Yesterday, Avant! (OTC Symbol: AVNT) (Price: $26.75) announced what it called “extremely gratifying” third quarter results. The results barely exceeded analyst’s unrevised low expectations before a $41.2 million write-off. Analysts have failed to increase their Avant! revenue and earnings projections despite this year’s over 100% growth reported by Avant!’s competitors. This far better than expected growth was not reflected in Avant!’s average $0.29 per share third quarter projections. Avant! reported a $0.66 per share loss for the quarter. Before write-offs Avant! earned $0.33 per share.

Analysts’ published EPS projections were far below those indicated by the growth of its market and the growth recorded by its competitors. The market for Avant!’s most important products continues to grow at over a 100% rate. If in fact Avant!’s results were not affected by customer reluctance and employee dissatisfaction related to its civil and criminal liabilities, we estimate that Avant! would have earned over $0.50 per share in this quarter. Yet Avant! was unable to significantly exceed analyst’s unadjusted $0.29 per share earnings estimate.

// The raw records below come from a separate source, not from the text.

PR #1500, opened 2022-02-15
fix(encryption): encrypt group chat messages

Jekrimo:
**What this PR does** 📖

Encrypts and decrypts messages sent to group chats

Ap 721

**Additional comments** 🎤

I think testing would just be making sure messages are still sending, unsure though if there is a better way

### DIFF
--- a/libraries/Textile/GroupChatManager.ts
+++ b/libraries/Textile/GroupChatManager.ts
@@ -1,7 +1,9 @@
-import { PublicKey, ThreadID, Update } from '@textile/hub'
+import { Identity, PrivateKey, PublicKey, ThreadID, Update } from '@textile/hub'
 import { Query } from '@textile/threads-client'
 import { isRight } from 'fp-ts/lib/Either'
 import { v4 as uuid } from 'uuid'
+import Vue from 'vue'
+import { Keypair } from '@solana/web3.js'
 import { messageEncoder } from './encoders'
 import {
   ConversationQuery,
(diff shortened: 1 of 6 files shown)


libraries/Textile/GroupChatManager.ts
```diff
@@ -91,7 +101,18 @@ export class GroupChatManager {
       groupChatID,
       groupChatQuery,
     )
-    const promises = messages.map<Promise<Message>>(this.decodeMessage)
+    const group = Groups.find((group) => {
+      if (group.address === groupChatID) {
+        return group.encryptionKey
```
WanderingHogan, line 106: returns the same thing

WanderingHogan: Actually, the way it's set up it returns the first object every time

libraries/Textile/GroupChatManager.ts
```diff
@@ -91,7 +101,18 @@ export class GroupChatManager {
...
+      }
+      return undefined
```
WanderingHogan, line 108: you don't need undefined, but doesn't hurt https://developer.mozilla.org/en-US/docs/Web/JavaScript/Reference/Global_Objects/Array/find#return_value

phillsatellite:
I noticed img previewer works on group chats now! Looks awesome 💥  should they send as well or is that to be added in future pr? 
Screen Shot 2022-02-16 at 2 34 32 PM

Jekrimo:
@phillsatellite I'm workin on a separate pr for getting our other message types right now that will hopefully be done today!

stavares843:
thanks @Jekrimo 🔨

phillsatellite (approved):

iltumio (approved):

stavares843 (approved):

PR #1509, opened 2022-02-16
feat(files): File system functionality AP-469

josephmcg:
**What this PR does** 📖
- implement new file system class
- create folders and files. When uploading files, it's currently just ripping some data (name, size) and saving that. Actual file needs to be uploaded to textile and then store the hash.
  - nsfw filter for file upload
  - proper error handling/notification if you try to add a file with the same name
  - went with new upload design to handle multiple files more easily and improve ux (confirmed with Liz)
- traverse directories
- liked status toggle for folders/files. Map has funky reactivity for Vue2, so I had to do a workaround to force render

AP-469, AP-640

- removed the fileSystem from the Bucket class. It seemed unnecessary, since we already have the FileSystem global we can use. Bucket will store the export
- switched up the Fil constructor and fs.createFile to make it easier to use (objects rather than regular params). updated tests accordingly
- we may consider switching the children map on Directory to an array for better reactivity with Vue2. I've implemented hacky workarounds for any issues so far, but may not scale well (depending on how many reactive updates these items need to support). Vue3 supports Map once we upgrade
https://stackoverflow.com/questions/37130105/does-vue-support-reactivity-on-map-and-set-data-types

**Additional comments** 🎤


josephmcg:
@RetroPronghorn Right on, just added

RetroPronghorn (approved):

WanderingHogan:
@stavares843 @phillsatellite there isn't much to test here other than the app doesn't crash, with the uploading and management of files coming soon

stavares843 (changes requested):
image

crash's when uploading a .heic file, standard image on iOS

stavares843 (changes requested):
Captura de ecrã 2022-02-16, às 18 11 22

same crash, with the .TIFF file

stavares843:
i know its all the same crash but added in case it was useful info 🔨

josephmcg:
Thanks Sara, I'll work on supporting these file types

josephmcg:
This is happening because nsfwjs can only scan a select few image types. The chat image upload is running into the same problem, but its wrapped in a try catch that marks any image unable to be scanned as nsfw. I think I'll refactor the nsfw scan function to only check supported file types to avoid a runtime error and provide proper support for people who want to sent/upload tiff

image

image

josephmcg:
@stavares843 ready for testing again. We won't allow tiff for now, but I will resolve that in AP-807 later. heic should work though. And we should block the upload if the file is an image that can't be scanned for any reason

stavares843:
thanks 🔨

PR #1527, opened 2022-02-17
feat(friendRequest): cancel sent friend request AP-701

josephmcg:
**What this PR does** 📖
- cancel a friend request that hasn't been accepted yet

AP-701

- I noticed it doesn't automatically disappear for the receiver. I think we may need something else in the `libraries/Solana/FriendsProgram/FriendsProgram.ts`, but I'm not entirely sure how that works.
  - should this be resolved in this ticket or would this be considered a separate issue?

**Additional comments** 🎤


josephmcg:
closed for now. probably better after Manuels PR goes through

Certain Avant! shareholders had whispered that Avant! would easily earn over $0.40 per share. Avant!’s promoters claim that the Company possesses an earnings reserve and that its reported earnings are understated. No such earnings reserve exists. Avant! has no “backlog” of shipped and fully accepted yet unbilled product. Avant!’s revenue recognition must conform to generally accepted accounting principals. These principals do not allow for Avant! to hide sales. Such a contention is absurd.

On September 23, 1997 the U.S. Court of Appeals for the Ninth District reversed U.S. District Judge Whyte’s order denying an injunction that would prevent Avant! from selling its place and route product. There is no possible interpretation of this ruling that is not highly damaging to Avant! Announcements concerning the ruling caused Avant!’s stock to trade as low as $18 per share, down $15 from the close, in after market trading. On September 24, 1997 Avant! traded over 4 million shares and recovered most of its losses. Including purchases made on September 24th Avant!’s top five (5) institutional owners now control over 51% of its outstanding shares. These few investors maintain and continue to increase their holdings despite clear evidence that Avant!’s performance is deteriorating rapidly and that its stock price does not reflect the risk inherent in its ownership.

Earlier this year Avant!’s stock fell from $40 1/2 to below $9 3/4 on negative legal developments. This occurred before its weak performance became evident. The current pending criminal and civil events are potentially far more damaging than those that caused this 75% drop. Furthermore, the probability of a negative outcome within this quarter is now far greater. We believe that investors should use the opportunity created by the small, highly concentrated group of institutional buyers to exit Avant!’s stock at its current grossly inflated levels. Neither Avant!’s third quarter performance nor next year’s projections remotely compensate investors for assuming the risk of owning Avant! stock.